**ABOUT THIS TASK**:
All lines of the entries with "https" in them must be listed.

**EXTRACTED ENTRIES**:
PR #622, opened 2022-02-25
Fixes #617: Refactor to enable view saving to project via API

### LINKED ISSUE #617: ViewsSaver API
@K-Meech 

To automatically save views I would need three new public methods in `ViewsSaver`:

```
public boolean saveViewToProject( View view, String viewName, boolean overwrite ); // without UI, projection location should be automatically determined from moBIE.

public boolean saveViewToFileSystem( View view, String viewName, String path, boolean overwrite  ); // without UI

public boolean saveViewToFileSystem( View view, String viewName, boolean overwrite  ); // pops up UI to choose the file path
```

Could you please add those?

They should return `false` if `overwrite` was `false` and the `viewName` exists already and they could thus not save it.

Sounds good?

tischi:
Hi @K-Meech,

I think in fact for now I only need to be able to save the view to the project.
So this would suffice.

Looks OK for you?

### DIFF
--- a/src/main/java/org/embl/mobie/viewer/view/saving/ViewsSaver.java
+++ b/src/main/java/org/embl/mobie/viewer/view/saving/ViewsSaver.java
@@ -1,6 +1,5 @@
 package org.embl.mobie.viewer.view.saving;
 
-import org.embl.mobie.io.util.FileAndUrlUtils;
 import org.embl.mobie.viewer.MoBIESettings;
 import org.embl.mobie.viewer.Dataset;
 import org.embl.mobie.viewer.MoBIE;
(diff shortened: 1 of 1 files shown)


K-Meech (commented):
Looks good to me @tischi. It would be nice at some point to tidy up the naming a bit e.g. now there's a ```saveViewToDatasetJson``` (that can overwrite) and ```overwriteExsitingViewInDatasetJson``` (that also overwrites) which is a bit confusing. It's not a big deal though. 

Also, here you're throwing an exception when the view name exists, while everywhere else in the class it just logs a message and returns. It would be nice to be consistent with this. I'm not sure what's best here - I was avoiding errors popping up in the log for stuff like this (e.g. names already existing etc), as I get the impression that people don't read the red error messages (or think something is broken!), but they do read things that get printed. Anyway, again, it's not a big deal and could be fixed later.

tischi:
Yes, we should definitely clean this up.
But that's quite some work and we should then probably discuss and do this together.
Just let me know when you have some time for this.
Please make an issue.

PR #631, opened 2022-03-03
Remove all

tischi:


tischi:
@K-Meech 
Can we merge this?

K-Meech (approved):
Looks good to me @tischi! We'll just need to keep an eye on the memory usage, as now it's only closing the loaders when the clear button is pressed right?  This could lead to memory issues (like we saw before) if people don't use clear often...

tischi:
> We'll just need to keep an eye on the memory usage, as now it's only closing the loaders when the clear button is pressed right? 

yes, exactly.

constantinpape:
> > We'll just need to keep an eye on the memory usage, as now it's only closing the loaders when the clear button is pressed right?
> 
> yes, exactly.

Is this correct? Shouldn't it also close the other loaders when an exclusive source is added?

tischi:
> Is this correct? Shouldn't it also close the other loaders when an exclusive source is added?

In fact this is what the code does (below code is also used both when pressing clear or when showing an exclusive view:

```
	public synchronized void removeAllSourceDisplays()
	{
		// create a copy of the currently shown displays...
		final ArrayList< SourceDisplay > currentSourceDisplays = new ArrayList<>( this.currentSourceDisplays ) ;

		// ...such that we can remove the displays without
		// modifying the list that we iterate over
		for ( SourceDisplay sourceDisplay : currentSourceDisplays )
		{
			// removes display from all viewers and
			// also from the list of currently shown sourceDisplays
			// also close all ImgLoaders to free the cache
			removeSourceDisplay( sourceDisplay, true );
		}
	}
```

* * *

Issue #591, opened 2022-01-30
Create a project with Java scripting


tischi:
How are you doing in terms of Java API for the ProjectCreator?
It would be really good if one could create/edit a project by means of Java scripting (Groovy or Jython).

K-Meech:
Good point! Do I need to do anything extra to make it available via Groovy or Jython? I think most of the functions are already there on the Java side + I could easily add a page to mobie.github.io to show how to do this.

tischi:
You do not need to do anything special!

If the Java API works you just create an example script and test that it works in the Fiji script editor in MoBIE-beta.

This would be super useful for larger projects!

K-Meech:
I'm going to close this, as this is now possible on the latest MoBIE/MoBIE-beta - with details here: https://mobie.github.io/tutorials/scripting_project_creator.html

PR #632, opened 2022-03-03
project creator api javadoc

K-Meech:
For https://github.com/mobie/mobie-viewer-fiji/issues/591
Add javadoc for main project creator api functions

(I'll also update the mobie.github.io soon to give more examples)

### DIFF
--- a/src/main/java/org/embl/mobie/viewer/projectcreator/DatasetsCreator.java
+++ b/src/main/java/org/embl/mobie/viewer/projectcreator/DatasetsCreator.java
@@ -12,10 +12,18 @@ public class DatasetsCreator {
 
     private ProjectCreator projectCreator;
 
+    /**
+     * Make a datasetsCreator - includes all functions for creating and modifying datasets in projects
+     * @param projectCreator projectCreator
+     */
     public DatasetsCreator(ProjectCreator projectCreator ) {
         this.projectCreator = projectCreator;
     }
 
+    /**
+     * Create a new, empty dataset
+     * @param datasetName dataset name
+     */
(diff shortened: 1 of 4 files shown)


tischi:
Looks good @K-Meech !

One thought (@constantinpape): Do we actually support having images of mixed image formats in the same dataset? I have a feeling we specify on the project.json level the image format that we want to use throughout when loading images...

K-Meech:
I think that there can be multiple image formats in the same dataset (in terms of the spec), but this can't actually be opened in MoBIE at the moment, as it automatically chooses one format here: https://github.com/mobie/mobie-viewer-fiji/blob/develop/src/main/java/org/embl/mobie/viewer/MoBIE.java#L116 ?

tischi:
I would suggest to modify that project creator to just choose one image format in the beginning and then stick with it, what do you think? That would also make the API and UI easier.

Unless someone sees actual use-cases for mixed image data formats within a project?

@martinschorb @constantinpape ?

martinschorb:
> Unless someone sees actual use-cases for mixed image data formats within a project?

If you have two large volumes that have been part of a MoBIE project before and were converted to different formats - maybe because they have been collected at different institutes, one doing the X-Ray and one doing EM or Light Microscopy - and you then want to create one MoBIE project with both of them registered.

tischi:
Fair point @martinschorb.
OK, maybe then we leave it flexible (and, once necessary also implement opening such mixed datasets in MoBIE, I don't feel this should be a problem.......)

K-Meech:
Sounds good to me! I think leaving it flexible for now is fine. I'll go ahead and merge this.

**RESULT**:
I'm going to close this, as this is now possible on the latest MoBIE/MoBIE-beta - with details here: https://mobie.github.io/tutorials/scripting_project_creator.html
For https://github.com/mobie/mobie-viewer-fiji/issues/591
I think that there can be multiple image formats in the same dataset (in terms of the spec), but this can't actually be opened in MoBIE at the moment, as it automatically chooses one format here: https://github.com/mobie/mobie-viewer-fiji/blob/develop/src/main/java/org/embl/mobie/viewer/MoBIE.java#L116 ?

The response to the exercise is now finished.